• **PROBLEM**
Only some lines are wanted. Transcribe, exactly, the lines below from the line with "PR #36, opened 2020-05-27" up to and including the line with "- Use a property".

——

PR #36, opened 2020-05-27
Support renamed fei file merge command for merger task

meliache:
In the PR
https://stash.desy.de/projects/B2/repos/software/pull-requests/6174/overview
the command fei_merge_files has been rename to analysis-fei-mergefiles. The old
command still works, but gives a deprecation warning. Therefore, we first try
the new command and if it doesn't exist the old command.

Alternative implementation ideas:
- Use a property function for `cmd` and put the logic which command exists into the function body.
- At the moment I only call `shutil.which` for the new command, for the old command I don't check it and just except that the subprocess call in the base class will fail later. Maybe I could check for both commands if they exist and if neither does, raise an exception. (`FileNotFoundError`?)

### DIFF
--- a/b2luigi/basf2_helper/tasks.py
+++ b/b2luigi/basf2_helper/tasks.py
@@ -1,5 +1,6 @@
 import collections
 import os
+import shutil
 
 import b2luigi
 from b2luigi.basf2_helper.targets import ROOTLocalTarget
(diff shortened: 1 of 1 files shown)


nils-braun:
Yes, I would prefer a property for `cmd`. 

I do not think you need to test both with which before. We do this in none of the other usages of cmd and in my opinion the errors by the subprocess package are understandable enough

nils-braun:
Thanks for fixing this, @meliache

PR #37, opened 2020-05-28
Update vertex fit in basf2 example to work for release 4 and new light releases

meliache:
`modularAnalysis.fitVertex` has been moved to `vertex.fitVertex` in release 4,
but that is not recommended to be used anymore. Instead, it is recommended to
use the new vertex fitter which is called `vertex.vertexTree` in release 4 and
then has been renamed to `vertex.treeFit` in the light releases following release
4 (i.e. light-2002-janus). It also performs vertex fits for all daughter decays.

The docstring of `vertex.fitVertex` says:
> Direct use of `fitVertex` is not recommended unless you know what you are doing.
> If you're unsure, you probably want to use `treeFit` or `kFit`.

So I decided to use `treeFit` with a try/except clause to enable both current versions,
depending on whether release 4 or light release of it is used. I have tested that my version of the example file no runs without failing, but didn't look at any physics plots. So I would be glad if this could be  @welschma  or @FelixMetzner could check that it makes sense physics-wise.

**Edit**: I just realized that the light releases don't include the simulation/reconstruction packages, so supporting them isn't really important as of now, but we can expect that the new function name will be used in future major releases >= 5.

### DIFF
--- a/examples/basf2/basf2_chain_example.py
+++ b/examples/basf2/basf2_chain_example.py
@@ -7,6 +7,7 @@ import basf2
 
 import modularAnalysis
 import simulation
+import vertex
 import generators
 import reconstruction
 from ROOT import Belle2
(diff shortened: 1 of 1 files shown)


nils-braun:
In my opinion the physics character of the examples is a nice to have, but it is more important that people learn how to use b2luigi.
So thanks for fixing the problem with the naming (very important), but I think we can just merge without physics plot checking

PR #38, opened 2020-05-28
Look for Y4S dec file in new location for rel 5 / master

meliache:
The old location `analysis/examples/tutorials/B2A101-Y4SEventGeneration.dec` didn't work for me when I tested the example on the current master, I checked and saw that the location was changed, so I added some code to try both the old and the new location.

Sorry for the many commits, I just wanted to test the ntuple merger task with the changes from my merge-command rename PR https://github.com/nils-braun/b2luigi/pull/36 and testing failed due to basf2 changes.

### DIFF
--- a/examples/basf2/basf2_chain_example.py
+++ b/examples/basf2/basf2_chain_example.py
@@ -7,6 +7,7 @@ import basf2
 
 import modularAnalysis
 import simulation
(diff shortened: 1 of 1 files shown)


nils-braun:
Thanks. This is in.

——

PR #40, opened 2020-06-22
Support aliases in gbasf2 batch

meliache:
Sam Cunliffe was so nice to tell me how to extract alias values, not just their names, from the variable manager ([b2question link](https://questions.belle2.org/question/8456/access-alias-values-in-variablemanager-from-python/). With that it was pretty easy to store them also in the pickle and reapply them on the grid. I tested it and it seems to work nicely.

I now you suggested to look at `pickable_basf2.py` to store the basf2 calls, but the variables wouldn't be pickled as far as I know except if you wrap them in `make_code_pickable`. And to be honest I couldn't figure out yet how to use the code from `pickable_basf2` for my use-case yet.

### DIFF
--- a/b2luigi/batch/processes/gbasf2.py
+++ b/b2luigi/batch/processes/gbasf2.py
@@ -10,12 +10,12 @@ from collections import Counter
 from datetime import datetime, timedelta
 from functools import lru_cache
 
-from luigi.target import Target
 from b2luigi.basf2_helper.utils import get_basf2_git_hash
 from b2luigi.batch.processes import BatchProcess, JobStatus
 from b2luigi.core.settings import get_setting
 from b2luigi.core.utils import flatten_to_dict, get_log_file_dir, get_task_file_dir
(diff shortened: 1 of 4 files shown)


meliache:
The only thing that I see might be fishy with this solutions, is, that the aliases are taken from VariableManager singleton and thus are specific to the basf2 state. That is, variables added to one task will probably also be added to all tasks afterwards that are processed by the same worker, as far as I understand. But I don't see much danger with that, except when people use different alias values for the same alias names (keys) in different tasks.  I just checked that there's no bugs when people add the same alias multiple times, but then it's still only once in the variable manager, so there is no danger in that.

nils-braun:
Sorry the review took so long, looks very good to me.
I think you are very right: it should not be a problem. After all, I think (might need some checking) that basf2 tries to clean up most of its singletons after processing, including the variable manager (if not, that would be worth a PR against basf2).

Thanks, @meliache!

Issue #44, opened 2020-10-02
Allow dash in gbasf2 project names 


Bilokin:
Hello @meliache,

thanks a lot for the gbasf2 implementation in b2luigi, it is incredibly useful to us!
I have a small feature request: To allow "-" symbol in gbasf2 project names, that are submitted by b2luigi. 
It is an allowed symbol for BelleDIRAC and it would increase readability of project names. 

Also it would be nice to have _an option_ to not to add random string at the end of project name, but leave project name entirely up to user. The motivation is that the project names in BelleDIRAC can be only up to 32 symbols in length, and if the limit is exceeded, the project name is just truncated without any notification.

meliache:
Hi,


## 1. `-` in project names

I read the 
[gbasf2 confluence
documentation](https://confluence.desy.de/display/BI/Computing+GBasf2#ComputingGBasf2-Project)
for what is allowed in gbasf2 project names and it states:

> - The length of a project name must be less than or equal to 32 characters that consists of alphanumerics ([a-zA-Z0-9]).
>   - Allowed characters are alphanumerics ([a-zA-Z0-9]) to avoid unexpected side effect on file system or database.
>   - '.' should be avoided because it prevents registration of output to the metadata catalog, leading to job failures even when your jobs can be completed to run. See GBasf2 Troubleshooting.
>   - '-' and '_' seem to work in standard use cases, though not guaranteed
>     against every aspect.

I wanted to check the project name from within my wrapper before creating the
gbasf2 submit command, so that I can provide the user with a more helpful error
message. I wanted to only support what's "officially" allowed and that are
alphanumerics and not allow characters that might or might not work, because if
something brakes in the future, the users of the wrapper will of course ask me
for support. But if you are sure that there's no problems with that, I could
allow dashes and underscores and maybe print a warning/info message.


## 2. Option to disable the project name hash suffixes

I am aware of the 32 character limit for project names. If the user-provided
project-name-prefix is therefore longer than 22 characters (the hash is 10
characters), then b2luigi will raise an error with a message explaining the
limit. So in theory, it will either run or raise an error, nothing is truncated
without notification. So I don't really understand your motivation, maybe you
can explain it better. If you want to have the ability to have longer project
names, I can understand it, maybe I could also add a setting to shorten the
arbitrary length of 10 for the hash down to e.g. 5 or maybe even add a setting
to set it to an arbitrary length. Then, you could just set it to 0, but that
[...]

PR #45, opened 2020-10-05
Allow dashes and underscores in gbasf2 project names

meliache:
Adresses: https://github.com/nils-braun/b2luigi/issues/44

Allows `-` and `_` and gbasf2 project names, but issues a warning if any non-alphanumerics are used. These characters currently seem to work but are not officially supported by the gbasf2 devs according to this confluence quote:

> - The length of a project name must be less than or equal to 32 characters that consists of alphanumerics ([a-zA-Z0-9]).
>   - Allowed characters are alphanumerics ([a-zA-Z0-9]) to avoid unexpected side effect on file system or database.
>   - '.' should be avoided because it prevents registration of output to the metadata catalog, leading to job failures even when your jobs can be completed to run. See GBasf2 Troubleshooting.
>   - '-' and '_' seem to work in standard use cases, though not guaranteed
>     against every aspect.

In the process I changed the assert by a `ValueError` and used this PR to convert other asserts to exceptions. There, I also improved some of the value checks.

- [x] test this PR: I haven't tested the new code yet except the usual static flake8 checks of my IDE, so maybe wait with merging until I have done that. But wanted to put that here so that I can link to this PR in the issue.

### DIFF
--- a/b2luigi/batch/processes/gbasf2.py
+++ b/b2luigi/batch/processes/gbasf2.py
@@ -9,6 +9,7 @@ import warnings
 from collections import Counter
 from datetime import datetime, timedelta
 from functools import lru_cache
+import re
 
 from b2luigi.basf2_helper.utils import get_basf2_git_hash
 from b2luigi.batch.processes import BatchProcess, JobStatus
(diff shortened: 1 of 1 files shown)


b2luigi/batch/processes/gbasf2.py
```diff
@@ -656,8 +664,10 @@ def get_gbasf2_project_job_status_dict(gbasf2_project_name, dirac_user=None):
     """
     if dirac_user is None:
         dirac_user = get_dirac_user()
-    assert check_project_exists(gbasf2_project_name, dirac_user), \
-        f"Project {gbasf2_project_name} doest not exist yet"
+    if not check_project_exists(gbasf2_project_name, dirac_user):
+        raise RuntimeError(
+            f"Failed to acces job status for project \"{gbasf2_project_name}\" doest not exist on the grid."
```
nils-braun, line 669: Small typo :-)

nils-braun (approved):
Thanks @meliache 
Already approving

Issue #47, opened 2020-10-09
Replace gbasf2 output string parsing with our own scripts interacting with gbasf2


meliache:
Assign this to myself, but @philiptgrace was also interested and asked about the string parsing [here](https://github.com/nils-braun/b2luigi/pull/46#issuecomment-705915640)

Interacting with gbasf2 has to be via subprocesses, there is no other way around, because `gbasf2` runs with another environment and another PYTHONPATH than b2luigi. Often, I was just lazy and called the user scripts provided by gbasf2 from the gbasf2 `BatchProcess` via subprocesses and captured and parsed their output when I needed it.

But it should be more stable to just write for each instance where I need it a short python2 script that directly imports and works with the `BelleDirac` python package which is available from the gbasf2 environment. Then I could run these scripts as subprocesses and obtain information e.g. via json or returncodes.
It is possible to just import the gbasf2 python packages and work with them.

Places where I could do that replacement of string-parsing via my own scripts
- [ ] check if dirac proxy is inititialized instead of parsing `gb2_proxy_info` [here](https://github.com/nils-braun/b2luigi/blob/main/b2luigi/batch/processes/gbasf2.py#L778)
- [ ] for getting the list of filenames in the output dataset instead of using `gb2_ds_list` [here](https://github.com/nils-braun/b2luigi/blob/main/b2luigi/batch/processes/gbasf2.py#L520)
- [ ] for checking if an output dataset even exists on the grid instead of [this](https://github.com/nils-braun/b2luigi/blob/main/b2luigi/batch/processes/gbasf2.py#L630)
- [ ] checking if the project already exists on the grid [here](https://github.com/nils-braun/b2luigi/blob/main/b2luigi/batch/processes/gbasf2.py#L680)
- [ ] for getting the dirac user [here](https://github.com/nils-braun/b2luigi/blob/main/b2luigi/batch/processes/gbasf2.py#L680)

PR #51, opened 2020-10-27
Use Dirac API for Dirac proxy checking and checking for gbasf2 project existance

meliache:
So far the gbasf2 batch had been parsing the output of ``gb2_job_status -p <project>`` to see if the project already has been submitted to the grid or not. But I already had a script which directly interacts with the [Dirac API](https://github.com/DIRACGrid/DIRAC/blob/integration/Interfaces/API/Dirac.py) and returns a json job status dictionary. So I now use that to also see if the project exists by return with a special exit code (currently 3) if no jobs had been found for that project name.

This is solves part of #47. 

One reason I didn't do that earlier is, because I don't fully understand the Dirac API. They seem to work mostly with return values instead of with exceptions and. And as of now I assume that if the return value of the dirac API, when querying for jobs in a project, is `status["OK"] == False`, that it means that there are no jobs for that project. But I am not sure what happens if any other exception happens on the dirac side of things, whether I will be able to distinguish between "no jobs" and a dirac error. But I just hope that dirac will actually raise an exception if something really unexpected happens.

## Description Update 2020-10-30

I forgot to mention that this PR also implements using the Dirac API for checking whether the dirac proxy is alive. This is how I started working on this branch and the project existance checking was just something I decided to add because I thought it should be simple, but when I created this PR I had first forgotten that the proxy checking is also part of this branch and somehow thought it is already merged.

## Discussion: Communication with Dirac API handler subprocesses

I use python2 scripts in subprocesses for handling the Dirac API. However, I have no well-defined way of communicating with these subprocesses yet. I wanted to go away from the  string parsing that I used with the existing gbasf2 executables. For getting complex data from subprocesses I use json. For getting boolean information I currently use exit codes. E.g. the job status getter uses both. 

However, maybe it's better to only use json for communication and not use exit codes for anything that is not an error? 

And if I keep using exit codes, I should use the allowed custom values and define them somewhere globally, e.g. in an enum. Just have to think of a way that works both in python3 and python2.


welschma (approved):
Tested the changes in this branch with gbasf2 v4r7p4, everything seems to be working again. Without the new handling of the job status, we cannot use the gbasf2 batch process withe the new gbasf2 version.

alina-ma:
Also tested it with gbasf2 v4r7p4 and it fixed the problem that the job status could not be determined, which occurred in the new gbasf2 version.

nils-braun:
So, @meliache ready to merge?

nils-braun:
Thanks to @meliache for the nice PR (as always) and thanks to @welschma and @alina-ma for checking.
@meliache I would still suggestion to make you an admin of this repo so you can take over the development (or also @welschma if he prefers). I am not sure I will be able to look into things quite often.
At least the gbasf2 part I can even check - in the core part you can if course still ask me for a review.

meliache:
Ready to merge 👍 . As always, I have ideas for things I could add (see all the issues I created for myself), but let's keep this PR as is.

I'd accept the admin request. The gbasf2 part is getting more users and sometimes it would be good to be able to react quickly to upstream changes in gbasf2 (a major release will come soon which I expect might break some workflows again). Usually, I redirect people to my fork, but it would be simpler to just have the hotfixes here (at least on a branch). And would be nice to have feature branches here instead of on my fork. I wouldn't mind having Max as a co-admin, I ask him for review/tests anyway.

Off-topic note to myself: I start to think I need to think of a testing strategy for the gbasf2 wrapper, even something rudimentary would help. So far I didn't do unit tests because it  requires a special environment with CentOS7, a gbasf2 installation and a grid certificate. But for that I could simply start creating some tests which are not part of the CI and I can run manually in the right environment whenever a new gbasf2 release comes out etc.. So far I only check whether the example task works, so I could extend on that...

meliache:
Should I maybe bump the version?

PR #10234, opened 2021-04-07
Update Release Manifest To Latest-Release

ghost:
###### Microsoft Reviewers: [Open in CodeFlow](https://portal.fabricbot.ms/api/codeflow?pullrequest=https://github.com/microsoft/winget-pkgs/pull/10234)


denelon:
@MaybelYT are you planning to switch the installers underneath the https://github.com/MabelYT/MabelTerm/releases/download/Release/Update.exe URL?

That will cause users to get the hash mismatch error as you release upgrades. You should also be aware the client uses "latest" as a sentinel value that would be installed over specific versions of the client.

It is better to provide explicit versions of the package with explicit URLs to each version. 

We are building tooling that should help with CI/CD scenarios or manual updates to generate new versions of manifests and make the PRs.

——

• **RESULT BELOW**
PR #36, opened 2020-05-27
Support renamed fei file merge command for merger task

meliache:
In the PR
https://stash.desy.de/projects/B2/repos/software/pull-requests/6174/overview
the command fei_merge_files has been rename to analysis-fei-mergefiles. The old
command still works, but gives a deprecation warning. Therefore, we first try
the new command and if it doesn't exist the old command.

Alternative implementation ideas:
- Use a property function for `cmd` and put the logic which command exists into the function body.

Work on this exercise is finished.